THE INPUT section start
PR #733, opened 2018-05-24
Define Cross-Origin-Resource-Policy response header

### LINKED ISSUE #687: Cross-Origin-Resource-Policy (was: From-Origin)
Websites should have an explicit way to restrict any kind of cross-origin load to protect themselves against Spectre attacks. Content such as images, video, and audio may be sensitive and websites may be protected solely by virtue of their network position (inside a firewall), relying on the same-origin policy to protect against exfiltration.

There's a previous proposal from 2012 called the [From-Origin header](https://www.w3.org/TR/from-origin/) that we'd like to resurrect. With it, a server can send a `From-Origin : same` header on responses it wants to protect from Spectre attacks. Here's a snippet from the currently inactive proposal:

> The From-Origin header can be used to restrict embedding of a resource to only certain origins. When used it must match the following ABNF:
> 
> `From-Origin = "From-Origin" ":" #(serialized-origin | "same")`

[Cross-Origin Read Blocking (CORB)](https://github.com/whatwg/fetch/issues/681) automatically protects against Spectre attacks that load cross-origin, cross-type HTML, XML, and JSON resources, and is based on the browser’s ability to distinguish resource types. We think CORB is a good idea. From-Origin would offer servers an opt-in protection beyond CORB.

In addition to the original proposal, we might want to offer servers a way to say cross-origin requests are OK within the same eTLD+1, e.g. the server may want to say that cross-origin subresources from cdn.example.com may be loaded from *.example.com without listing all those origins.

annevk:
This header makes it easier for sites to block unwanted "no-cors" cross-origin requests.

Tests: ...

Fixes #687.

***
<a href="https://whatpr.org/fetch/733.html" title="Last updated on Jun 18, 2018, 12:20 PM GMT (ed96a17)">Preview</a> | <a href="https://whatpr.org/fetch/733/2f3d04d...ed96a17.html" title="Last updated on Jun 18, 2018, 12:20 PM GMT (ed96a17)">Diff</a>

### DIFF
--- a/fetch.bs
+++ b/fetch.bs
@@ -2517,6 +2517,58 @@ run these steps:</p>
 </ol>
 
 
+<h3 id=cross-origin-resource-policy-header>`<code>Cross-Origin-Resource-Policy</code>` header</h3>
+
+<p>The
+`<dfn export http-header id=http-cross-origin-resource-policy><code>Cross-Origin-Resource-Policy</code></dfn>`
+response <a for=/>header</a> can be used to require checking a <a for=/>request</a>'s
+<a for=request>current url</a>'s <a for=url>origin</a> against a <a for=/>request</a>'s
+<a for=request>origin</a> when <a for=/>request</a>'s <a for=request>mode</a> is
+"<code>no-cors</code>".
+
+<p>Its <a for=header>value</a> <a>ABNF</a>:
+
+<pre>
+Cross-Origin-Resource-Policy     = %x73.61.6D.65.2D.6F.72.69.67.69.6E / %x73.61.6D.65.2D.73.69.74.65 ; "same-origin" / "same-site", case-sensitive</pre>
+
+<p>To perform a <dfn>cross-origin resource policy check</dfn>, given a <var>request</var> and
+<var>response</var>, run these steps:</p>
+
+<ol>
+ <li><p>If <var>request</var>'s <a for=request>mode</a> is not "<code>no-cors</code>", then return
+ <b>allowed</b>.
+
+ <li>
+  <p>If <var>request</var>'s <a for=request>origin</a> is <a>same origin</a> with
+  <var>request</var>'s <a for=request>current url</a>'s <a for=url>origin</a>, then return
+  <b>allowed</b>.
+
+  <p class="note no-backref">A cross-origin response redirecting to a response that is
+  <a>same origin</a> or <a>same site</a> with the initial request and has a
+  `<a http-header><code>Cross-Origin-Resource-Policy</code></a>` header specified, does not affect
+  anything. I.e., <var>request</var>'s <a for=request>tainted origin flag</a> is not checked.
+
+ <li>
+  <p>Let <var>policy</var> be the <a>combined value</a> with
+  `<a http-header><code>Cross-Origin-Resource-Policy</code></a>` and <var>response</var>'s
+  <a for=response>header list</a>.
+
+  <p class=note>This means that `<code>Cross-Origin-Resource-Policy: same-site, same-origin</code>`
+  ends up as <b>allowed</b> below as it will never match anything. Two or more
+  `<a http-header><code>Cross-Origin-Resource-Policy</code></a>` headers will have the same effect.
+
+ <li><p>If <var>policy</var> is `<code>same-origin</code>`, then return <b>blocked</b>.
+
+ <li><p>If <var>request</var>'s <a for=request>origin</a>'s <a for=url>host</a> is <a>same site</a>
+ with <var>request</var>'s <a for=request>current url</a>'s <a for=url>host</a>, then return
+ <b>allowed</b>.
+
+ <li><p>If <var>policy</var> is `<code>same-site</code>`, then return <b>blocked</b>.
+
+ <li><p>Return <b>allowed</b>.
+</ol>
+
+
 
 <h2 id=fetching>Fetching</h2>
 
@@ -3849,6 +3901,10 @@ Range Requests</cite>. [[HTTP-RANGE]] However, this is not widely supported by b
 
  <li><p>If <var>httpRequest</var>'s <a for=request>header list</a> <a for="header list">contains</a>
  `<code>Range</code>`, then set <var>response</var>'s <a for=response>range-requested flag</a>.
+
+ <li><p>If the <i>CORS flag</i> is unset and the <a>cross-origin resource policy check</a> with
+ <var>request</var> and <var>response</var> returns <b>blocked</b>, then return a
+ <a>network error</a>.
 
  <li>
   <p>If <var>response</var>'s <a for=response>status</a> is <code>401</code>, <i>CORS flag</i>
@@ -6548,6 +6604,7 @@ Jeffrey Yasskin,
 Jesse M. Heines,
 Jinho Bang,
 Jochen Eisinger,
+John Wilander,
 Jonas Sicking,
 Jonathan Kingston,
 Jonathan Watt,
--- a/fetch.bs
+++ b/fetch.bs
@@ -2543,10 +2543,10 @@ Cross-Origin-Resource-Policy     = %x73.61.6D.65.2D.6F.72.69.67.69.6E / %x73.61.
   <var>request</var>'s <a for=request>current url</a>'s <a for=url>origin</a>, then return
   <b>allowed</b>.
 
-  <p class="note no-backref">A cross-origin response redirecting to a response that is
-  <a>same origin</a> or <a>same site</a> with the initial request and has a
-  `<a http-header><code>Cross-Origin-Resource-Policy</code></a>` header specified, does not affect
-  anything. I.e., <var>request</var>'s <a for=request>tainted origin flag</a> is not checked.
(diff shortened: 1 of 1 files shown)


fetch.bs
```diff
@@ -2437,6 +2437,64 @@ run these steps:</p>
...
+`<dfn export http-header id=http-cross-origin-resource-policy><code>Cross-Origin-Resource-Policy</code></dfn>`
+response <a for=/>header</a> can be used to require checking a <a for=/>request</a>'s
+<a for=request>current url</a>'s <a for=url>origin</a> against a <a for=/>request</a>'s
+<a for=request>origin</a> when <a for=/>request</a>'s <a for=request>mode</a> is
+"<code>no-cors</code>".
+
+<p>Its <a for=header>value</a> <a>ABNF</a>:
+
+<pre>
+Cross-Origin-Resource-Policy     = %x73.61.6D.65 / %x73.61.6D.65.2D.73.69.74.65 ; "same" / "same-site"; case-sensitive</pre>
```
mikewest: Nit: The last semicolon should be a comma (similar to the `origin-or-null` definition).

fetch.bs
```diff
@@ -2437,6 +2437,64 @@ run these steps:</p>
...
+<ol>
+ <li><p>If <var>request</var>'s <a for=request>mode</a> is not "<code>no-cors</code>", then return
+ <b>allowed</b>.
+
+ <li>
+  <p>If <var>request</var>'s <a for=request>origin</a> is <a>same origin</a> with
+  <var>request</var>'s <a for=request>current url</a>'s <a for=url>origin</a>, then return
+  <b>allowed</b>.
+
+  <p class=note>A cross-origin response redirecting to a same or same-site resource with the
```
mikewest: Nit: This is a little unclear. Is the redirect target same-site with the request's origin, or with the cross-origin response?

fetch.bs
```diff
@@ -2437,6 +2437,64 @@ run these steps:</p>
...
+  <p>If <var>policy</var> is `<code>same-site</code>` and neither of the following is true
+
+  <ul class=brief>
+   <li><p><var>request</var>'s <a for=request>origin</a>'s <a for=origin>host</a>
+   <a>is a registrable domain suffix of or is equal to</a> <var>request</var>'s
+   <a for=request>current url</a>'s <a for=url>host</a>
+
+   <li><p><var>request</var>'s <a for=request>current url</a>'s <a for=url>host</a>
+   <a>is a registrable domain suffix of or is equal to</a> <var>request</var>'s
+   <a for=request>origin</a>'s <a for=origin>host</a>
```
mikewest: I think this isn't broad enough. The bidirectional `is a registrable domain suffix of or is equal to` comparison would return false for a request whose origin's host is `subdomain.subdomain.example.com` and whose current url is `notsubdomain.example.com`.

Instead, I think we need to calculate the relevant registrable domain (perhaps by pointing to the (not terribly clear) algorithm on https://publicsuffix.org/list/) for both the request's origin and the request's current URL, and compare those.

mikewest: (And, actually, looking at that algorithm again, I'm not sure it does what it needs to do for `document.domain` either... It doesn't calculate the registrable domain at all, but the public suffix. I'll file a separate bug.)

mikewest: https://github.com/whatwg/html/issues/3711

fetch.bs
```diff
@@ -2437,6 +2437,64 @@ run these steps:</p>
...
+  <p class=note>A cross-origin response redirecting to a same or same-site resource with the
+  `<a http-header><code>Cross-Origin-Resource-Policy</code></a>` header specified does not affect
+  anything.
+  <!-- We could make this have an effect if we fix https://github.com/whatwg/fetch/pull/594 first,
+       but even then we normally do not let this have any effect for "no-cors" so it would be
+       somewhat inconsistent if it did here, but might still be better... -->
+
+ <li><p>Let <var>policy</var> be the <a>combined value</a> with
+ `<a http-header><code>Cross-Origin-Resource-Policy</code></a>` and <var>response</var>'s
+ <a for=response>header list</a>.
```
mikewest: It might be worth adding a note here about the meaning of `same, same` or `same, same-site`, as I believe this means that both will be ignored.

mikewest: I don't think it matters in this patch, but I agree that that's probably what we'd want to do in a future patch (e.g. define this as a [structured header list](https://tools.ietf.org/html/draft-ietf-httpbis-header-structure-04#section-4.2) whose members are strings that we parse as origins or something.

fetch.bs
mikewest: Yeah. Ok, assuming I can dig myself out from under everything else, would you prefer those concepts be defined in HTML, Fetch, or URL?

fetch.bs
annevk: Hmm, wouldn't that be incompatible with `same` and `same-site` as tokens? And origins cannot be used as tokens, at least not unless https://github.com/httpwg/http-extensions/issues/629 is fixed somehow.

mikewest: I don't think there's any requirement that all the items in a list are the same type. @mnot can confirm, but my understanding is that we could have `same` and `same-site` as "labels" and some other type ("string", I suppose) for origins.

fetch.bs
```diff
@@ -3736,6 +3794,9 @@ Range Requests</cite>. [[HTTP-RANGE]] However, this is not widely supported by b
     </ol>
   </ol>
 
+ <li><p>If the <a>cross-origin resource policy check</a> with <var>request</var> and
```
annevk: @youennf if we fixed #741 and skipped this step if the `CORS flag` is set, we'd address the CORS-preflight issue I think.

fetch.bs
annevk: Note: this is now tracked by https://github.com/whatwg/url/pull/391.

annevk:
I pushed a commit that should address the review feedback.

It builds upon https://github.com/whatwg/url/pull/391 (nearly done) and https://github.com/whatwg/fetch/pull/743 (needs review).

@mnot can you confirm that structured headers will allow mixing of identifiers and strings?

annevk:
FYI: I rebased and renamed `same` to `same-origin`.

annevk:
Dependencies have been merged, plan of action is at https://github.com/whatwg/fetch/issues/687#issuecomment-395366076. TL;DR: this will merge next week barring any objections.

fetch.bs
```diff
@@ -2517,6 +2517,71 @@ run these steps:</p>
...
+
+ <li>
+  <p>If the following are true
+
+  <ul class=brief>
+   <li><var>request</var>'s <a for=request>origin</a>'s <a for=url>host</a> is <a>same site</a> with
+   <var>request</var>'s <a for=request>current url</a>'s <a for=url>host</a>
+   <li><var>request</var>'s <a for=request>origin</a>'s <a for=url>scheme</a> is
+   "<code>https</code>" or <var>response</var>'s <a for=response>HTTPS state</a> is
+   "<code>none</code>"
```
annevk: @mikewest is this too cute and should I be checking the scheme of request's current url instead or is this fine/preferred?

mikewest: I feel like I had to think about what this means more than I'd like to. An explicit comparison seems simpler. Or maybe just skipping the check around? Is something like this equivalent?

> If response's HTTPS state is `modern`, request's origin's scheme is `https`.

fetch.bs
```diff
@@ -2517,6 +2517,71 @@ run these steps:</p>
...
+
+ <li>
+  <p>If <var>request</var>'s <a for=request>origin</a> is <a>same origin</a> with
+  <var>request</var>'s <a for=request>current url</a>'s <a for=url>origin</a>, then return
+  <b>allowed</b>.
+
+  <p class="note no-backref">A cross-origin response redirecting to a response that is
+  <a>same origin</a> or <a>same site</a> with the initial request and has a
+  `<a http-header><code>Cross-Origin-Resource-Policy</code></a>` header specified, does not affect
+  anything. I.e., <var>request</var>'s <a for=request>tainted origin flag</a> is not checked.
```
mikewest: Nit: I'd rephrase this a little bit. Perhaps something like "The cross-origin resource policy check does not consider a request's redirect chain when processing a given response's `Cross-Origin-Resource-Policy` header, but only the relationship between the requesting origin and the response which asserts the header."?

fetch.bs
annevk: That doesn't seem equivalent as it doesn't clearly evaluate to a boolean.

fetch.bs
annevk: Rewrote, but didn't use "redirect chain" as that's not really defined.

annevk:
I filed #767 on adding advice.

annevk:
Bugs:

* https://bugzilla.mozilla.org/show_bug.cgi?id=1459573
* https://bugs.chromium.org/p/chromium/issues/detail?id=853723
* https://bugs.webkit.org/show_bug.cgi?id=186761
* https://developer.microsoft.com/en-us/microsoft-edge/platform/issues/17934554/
THE INPUT section end
THE INPUT section start
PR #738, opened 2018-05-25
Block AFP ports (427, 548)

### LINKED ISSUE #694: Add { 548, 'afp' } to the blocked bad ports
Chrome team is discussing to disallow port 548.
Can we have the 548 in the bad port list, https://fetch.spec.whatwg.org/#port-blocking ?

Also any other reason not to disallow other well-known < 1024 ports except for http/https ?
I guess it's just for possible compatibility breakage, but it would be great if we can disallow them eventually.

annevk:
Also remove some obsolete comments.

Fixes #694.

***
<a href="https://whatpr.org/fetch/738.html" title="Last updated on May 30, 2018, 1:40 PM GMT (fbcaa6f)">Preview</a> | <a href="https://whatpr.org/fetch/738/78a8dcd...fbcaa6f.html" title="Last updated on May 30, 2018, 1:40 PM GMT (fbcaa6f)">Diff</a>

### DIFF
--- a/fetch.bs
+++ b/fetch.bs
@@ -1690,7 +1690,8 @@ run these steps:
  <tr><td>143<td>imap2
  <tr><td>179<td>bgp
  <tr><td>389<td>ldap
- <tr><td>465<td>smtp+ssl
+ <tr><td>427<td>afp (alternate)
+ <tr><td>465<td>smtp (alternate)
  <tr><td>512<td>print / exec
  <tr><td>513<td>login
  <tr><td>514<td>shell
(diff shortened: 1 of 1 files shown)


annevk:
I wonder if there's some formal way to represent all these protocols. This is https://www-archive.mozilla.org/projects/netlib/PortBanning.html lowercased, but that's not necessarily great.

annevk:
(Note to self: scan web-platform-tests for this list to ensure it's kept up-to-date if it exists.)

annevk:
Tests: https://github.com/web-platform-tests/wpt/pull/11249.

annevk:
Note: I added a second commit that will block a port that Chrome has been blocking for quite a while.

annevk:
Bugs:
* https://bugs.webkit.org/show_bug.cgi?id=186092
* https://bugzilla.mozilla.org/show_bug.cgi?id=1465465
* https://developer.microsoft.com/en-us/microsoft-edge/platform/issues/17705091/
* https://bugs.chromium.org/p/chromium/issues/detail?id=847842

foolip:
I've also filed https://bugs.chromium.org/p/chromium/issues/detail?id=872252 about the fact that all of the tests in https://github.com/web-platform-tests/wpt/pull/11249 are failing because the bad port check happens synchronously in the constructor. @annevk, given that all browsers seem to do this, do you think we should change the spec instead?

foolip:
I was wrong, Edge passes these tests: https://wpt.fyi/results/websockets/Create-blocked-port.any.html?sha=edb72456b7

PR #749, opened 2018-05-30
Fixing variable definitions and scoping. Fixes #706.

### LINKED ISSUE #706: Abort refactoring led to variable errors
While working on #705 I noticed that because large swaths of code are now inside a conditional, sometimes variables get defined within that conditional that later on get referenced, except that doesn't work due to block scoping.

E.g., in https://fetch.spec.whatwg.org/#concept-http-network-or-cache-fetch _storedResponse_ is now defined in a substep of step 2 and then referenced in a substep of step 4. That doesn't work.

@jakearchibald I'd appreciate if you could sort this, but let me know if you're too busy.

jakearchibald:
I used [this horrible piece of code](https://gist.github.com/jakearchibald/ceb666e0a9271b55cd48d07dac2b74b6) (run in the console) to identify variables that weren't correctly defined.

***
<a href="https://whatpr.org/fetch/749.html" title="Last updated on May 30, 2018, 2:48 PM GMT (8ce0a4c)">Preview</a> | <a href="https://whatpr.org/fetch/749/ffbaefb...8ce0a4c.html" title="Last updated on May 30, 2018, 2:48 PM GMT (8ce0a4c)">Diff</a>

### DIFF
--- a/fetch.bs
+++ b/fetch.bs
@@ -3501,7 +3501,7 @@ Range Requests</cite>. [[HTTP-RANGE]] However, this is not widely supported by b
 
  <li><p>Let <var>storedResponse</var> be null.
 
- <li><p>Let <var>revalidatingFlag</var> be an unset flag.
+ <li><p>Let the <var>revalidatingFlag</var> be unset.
THE INPUT section end
EXERCISE REQUIREMENTS
Working from the records above, write out verbatim only the lines from the line containing "mikewest: It might" through the line containing "mikewest: I don't think it".

EXERCISE SOLUTION
mikewest: It might be worth adding a note here about the meaning of `same, same` or `same, same-site`, as I believe this means that both will be ignored.

mikewest: I don't think it matters in this patch, but I agree that that's probably what we'd want to do in a future patch (e.g. define this as a [structured header list](https://tools.ietf.org/html/draft-ietf-httpbis-header-structure-04#section-4.2) whose members are strings that we parse as origins or something.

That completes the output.